- Items from a data source
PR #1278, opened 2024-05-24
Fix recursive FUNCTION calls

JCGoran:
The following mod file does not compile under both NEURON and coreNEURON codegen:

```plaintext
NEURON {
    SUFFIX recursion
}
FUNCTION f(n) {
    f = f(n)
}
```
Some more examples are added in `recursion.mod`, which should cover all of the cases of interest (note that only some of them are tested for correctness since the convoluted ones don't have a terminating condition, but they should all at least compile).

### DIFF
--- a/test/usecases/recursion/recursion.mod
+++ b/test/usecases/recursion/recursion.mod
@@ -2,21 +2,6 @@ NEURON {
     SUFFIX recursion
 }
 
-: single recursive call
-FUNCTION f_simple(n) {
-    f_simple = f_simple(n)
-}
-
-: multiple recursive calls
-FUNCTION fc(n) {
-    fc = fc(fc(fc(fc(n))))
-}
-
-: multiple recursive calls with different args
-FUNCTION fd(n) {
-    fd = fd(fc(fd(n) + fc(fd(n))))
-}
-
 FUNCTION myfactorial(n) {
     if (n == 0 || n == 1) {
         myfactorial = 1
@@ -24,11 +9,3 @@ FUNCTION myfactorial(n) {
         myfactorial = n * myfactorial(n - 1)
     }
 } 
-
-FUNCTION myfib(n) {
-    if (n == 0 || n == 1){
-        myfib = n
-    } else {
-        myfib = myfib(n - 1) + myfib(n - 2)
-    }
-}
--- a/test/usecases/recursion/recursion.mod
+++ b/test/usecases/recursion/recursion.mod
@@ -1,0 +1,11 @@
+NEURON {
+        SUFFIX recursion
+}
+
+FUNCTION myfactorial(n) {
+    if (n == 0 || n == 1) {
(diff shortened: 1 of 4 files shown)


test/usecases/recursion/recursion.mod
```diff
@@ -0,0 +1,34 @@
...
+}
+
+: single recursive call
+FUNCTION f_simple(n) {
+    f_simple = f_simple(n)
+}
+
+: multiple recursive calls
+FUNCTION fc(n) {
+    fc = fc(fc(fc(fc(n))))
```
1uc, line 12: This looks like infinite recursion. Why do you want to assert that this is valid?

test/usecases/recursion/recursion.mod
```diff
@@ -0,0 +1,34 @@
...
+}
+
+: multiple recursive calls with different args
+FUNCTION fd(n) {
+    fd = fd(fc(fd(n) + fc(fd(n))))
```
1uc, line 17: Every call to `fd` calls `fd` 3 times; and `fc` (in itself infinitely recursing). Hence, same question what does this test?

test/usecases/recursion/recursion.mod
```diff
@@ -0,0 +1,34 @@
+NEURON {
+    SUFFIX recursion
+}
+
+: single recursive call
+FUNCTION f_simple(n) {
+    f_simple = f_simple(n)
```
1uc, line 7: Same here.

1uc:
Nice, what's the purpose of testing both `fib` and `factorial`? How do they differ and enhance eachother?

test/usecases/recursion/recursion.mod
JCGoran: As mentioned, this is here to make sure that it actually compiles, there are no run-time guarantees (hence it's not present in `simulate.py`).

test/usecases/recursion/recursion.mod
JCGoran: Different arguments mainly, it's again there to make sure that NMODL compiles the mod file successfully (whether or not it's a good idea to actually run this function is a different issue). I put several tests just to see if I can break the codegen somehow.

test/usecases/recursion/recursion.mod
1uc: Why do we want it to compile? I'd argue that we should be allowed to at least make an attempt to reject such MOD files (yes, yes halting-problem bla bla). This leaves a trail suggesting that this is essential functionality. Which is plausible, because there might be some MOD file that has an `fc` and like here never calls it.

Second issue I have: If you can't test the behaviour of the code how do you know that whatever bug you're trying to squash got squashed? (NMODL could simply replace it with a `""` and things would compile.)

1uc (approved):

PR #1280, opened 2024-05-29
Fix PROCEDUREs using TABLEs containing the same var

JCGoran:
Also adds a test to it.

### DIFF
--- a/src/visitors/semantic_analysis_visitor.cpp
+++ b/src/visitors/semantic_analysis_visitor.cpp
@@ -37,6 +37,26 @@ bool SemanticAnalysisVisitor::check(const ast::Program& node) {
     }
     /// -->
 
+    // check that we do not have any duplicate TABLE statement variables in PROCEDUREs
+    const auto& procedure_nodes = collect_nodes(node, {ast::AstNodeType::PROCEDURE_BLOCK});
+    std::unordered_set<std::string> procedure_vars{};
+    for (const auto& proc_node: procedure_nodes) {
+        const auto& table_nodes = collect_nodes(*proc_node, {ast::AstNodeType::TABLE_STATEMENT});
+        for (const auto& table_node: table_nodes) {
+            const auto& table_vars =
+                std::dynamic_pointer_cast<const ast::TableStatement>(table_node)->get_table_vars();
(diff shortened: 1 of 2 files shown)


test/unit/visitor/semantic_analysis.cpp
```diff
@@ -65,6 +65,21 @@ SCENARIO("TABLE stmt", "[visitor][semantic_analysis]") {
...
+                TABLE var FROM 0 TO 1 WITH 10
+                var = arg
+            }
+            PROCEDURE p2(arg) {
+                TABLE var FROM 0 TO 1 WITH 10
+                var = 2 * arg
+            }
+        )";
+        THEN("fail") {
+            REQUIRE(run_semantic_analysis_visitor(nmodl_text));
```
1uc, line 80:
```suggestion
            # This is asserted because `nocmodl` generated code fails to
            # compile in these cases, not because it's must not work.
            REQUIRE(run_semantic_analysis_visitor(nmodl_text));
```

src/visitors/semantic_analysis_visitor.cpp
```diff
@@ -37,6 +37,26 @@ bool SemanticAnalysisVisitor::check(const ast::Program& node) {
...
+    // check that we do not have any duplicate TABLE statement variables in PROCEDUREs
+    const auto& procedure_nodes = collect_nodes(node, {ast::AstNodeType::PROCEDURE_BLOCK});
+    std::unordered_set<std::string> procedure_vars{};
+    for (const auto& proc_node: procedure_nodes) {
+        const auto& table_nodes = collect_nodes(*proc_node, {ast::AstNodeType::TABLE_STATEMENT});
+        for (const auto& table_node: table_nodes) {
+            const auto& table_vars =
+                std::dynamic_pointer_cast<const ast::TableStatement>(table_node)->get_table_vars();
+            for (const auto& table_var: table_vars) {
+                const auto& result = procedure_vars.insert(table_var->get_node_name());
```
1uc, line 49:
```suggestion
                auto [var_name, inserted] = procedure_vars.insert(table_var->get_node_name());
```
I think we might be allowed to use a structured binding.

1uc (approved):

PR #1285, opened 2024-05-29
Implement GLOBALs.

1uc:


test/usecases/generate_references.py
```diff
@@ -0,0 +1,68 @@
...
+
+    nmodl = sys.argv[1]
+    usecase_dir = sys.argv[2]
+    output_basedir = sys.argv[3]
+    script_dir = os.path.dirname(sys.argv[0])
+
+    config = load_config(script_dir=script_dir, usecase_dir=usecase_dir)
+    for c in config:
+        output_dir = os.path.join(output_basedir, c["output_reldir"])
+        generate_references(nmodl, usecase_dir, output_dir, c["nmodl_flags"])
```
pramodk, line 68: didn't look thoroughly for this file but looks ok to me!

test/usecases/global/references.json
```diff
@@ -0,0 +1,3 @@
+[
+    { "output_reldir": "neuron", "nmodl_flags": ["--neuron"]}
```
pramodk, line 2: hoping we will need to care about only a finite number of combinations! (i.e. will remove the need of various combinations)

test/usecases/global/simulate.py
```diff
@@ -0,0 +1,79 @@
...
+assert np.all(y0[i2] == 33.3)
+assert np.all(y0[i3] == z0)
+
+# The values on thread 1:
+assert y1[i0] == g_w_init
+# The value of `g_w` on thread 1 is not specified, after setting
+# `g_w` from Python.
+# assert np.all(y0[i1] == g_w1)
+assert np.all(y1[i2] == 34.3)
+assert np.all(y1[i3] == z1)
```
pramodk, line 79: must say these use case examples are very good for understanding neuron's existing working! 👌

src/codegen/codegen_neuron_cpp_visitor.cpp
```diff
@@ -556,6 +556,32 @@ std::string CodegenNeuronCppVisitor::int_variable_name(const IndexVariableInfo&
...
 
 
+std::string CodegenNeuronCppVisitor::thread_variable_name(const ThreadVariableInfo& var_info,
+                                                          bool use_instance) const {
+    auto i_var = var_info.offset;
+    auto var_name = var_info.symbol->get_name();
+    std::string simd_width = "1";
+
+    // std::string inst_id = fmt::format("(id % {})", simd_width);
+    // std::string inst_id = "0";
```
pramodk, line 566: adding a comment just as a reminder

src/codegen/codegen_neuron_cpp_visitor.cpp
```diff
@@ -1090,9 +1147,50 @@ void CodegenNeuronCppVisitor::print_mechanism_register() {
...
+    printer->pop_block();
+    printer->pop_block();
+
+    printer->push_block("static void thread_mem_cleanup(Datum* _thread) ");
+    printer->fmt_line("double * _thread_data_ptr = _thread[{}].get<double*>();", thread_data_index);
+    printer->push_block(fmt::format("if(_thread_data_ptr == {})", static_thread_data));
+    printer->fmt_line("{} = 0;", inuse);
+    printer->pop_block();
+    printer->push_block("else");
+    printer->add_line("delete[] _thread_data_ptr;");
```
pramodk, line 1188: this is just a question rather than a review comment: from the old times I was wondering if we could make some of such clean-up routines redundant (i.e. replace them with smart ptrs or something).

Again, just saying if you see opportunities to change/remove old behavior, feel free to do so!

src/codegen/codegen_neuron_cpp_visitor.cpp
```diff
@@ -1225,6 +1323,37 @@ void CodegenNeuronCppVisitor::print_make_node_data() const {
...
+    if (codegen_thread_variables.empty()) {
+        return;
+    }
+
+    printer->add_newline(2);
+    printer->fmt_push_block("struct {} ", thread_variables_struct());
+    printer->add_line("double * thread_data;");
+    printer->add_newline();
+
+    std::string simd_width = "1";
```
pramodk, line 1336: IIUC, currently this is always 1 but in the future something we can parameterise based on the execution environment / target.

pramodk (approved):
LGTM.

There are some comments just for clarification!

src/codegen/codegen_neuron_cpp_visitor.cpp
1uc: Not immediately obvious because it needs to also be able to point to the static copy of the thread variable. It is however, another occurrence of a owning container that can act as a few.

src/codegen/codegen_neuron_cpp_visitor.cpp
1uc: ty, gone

- Activity
Identify the lines above with the word "they". Copy them.

- Solved exercise
Some more examples are added in `recursion.mod`, which should cover all of the cases of interest (note that only some of them are tested for correctness since the convoluted ones don't have a terminating condition, but they should all at least compile).
Nice, what's the purpose of testing both `fib` and `factorial`? How do they differ and enhance eachother?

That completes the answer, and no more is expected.